▼
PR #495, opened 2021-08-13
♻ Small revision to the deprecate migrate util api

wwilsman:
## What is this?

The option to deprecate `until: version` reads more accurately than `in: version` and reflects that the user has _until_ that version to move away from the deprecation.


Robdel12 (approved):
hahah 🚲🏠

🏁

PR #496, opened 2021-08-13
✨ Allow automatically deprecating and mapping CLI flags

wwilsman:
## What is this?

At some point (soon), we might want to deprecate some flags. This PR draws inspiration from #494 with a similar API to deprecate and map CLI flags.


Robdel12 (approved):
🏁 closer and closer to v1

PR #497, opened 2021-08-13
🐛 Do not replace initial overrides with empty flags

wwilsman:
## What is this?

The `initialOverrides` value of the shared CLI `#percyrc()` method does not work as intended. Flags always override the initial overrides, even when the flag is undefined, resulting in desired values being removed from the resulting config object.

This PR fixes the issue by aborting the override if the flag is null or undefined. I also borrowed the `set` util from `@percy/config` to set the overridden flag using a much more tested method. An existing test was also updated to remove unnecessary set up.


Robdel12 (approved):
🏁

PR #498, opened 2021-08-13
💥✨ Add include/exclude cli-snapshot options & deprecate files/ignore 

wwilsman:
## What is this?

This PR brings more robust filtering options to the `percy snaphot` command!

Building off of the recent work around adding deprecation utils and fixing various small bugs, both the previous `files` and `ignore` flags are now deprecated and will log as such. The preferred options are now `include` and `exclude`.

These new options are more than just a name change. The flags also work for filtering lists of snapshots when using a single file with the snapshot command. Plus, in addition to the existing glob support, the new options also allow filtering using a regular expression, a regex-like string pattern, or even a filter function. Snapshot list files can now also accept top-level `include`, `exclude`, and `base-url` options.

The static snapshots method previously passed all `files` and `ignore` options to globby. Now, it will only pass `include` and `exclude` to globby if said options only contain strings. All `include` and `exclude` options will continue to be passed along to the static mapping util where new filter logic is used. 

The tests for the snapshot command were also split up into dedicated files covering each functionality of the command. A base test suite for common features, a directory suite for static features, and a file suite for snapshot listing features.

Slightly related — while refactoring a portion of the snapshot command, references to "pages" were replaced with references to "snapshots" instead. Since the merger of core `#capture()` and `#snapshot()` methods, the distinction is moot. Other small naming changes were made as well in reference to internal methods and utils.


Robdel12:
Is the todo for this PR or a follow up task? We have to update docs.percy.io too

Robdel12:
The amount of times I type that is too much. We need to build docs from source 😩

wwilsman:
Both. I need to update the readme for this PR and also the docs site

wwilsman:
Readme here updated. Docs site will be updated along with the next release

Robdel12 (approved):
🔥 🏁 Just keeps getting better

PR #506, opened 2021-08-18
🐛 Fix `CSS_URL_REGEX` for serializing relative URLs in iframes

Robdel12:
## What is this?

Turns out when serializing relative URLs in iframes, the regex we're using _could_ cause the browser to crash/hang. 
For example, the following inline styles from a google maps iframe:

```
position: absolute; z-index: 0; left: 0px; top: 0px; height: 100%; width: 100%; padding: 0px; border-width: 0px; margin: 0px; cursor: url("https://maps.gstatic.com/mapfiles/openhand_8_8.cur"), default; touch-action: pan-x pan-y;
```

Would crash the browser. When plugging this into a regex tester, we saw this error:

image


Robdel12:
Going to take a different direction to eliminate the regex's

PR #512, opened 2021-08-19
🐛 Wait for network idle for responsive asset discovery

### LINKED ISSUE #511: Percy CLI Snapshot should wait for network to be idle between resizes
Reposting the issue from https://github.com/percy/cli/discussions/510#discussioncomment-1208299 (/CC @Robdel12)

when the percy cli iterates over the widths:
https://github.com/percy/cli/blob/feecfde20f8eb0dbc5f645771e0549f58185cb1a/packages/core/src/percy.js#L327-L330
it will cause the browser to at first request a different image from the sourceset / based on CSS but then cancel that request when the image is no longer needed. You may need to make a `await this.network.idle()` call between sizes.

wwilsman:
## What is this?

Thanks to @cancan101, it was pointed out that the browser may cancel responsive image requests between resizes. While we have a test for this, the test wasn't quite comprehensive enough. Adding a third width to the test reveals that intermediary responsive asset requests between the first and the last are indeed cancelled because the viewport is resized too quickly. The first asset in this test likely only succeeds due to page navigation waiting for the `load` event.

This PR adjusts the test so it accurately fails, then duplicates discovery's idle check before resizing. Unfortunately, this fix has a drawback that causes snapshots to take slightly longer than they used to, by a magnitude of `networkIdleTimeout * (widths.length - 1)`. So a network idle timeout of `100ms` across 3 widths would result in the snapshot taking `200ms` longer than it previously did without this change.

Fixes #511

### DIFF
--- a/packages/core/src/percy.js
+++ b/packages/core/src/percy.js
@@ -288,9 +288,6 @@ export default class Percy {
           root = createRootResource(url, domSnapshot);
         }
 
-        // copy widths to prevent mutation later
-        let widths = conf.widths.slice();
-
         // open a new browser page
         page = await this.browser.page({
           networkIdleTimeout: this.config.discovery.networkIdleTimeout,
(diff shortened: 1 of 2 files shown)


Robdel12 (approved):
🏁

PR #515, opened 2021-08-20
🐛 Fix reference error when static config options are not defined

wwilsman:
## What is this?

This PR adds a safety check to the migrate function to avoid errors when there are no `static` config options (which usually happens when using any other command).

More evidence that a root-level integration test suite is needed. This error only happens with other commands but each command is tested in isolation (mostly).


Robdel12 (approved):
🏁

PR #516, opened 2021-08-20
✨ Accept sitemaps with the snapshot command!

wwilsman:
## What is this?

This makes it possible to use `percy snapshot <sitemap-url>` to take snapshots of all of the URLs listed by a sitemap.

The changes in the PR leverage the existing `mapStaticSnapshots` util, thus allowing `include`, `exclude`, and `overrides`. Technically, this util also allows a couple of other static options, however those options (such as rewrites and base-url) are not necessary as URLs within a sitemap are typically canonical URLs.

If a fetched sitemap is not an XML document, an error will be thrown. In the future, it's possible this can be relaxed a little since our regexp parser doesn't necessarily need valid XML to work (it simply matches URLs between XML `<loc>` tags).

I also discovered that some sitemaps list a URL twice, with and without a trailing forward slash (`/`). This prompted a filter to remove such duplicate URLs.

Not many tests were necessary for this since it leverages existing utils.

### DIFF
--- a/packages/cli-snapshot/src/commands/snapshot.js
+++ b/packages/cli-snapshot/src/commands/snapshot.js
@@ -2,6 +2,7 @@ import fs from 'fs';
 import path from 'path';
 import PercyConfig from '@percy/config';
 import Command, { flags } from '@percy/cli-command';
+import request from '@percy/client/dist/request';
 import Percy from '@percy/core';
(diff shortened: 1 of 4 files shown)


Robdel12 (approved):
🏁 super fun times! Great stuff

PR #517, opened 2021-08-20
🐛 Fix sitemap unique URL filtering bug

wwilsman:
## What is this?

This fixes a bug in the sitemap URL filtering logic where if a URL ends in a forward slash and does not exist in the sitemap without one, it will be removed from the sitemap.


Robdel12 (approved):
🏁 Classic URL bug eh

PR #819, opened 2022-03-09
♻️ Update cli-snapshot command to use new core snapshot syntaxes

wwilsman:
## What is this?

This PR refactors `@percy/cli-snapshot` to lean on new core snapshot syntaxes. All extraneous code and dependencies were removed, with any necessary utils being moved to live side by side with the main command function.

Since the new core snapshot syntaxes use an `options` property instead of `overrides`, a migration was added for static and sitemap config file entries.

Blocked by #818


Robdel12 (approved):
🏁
▲
Filter the entries and copy out every line with the word "existing".

This PR fixes the issue by aborting the override if the flag is null or undefined. I also borrowed the `set` util from `@percy/config` to set the overridden flag using a much more tested method. An existing test was also updated to remove unnecessary set up.
These new options are more than just a name change. The flags also work for filtering lists of snapshots when using a single file with the snapshot command. Plus, in addition to the existing glob support, the new options also allow filtering using a regular expression, a regex-like string pattern, or even a filter function. Snapshot list files can now also accept top-level `include`, `exclude`, and `base-url` options.
The changes in the PR leverage the existing `mapStaticSnapshots` util, thus allowing `include`, `exclude`, and `overrides`. Technically, this util also allows a couple of other static options, however those options (such as rewrites and base-url) are not necessary as URLs within a sitemap are typically canonical URLs.
Not many tests were necessary for this since it leverages existing utils.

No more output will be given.